# Actividad



## doccoraje (Jan 12, 2004)

Así está ultimamente nuestro foro regional


----------



## the last biker (Oct 12, 2005)

Así es Doc....desgraciadamente .

Que buenas épocas aquellas en que todo el día subíamos posts con diferentes temas bicicleteros y se hacían muy buenas polémicas y hasta una que otra discusión acalorada defendiendo nuestros puntos de vista bicicleteros , sin embargo.......

Tal parece que nos comió la lengua el ratón o mejor dicho se nos paralizaron los dedos para escribir los rollazos que nos aventábamos .

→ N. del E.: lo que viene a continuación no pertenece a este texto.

PR #6175, opened 2024-06-27
workflow_state: reject invalid configurations

### LINKED ISSUE #6157: workflow-state: handle submitted as a message/trigger not status
The workflow-state command defaults to polling task status rather than task trigger.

No se si han influido las mal llamadas redes sociales (FB, TW etc ) que de hecho a muchos les absorben todo el día y ya no tienen tiempo de escribir como debe ser ..amplio y bastante .

Y la verdad sea dicha , temas bicicleteros no faltan porque el mtbike sigue su marcha rauda y veloz y casi cada día hay cosas interesantes para compartir , lástima que nos da hue....flojera .

Saludos
the last biker


----------



## brunomu (Jul 5, 2009)

La verdad es una lastima ya nadie publica nada, yo entro al foro y checo otras cosas ya al de mexico casi nunca lo veo, pero bueno aqui les dejo una foto de mi ultima rodada, saludos.


----------



## doccoraje (Jan 12, 2004)

En alguno de los foros en Inglés comentaban lo mismo, mucha menos actividad y le echaban en parte la culpa a las redes sociales, pero obviamente la hue…flojera tiene mucho que ver, esperemos que aumente la actividad.


----------



## Psycho Marco (Nov 7, 2008)

Ni modo, y yo no puedo decir gran cosa porque tiene ya un rato que no ruedo. Pero aquí estoy al pie del cañón.
saludos


----------



## the last biker (Oct 12, 2005)

Marco , di aunque sea albures cleteros 
, ja ja ja , saludos.


----------



## Psycho Marco (Nov 7, 2008)

No porque luego hiero los sentimiento de algunos colegas y les da coraje 
Mejor hablemos de bicis, y les comento que estaba buscando una bici para mi novia y consegui una orbea MX30 nueva por 8250 en Viansi. Todo iba bien... hasta que terminé con mi novia y me ahorré una lana ja ja. 
Ahora una amiga quiere que la aconseje y vi en mercado libre una specialized por 8500 y está impecable, es talla M (la de mi ex debía ser CH) pero me llama la atención tanta gente que compra una bici y no la usa nunca y las terminan vendiendo baratas en Mercado libre. 
Me imagino que varios esposos han de estar bastante decepcionados no creen?
saludos 
Marco


----------



## the last biker (Oct 12, 2005)

Psycho , esta muy bueno el tema que comentas , tengo mucho que decir al respecto , al rato que esté al frente de un teclado de a devis me pondré a escribir sobre el asunto , es un merequetengue en el ipad y mas que yo tengo los dedos bien gruesos y unas manotas de guante de beis y mis yemas abarcan de a dos letras ja ja ja , saludos


----------



## albxor (Jan 8, 2014)

Y nos quedamos esperando a que The Last Biker nos platicara acerca de las tristes historias de los maridos decepcionados.


----------



## the last biker (Oct 12, 2005)

albxor said:


> Y nos quedamos esperando a que The Last Biker nos platicara acerca de las tristes historias de los maridos decepcionados.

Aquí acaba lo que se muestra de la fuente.